Existing approaches to surrogate marker evaluation often ignore missing data and rely on complete-case analyses, which can introduce bias and reduce statistical efficiency. This work proposes a unified framework that, for the first time, systematically incorporates missing data correction into surrogate marker validation by integrating inverse probability weighting (IPW) with semiparametric maximum likelihood estimation (SMLE). The framework ensures robustness, computational tractability, and high statistical efficiency under both nonparametric and parametric settings. An accompanying R package, MissSurrogate, implements the proposed methodology. Simulation studies demonstrate that the method remains unbiased and achieves near-full-sample efficiency across various missing data mechanisms. Its practical utility is further illustrated through an application to a diabetes clinical trial.

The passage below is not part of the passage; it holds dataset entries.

Issue #432, opened 2019-11-10
Fallback Data Vis images don’t display on tablet


bazzadp:
On iPad we don’t see the Google Sheets images (presumably because of same reason as iPhone: https://github.com/HTTPArchive/almanac.httparchive.org/issues/369) but the fall back images do not show either whereas they do on iPhone.

CSS need a little tweaking to change the breakpoint?

rviscomi:
IIUC, this is working as intended. We need images to appear on small viewports because the 600px interactive charts would otherwise overflow. On a tablet with a wider screen, the wide interactive charts still fit. WDYT?

bazzadp:
Except that iPadOS at least doesn't render them. Not sure about Android.

rviscomi:
Because of this issue "Canvas area exceeds the maximum limit (width * height > 16777216)"?

Really surprised.

bazzadp:
> Because of this issue "Canvas area exceeds the maximum limit (width * height > 16777216)"?

Yup confirmed by hooking iPad up to Mac and using Web Inspector. Same error.

> Is this an issue for all charts or only very large ones? The default dimensions are `width="600" height="371"`for an area of 222,600. So I'm confused why those would be blocked.

All charts. Even my simple Pie Chart in [HTTP/2](https://almanac.httparchive.org/en/2019/http2#http2-push) doesn't render. Your Performance chapter is looking pretty bare...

Evaluating treatment effects is critical in clinical trials but sometimes involves lengthy, invasive, or costly follow-up procedures. In these cases, surrogate markers, which provide intermediate measures of the long-term treatment effect, allow clinicians to obtain results faster and more efficiently than would have otherwise been possible. Prior to adoption, it is vital that the utility of surrogate markers (i.e., their ability to capture the treatment effect on the primary outcome) is statistically validated. Many frameworks for evaluating surrogate markers have been proposed, but they do not account for missing data. Instead, they rely on complete cases (the subset of patients without missing data), which can be inefficient and biased. To improve on this, we propose methods to accommodate missing data in nonparametric and parametric surrogate evaluation via inverse probability weighting (IPW) and semiparametric maximum likelihood estimation (SMLE). Through simulation studies, we demonstrate that the proposed methods remain unbiased under a broader range of missing data mechanisms than complete case analysis and can help retain the statistical precision of the full trial. We illustrate their practical utility through an application to a diabetes clinical trial. Moreover, our missing data corrections have complementary strengths with respect to computational ease, robustness, and statistical efficiency. All methods are implemented in the MissSurrogate R package.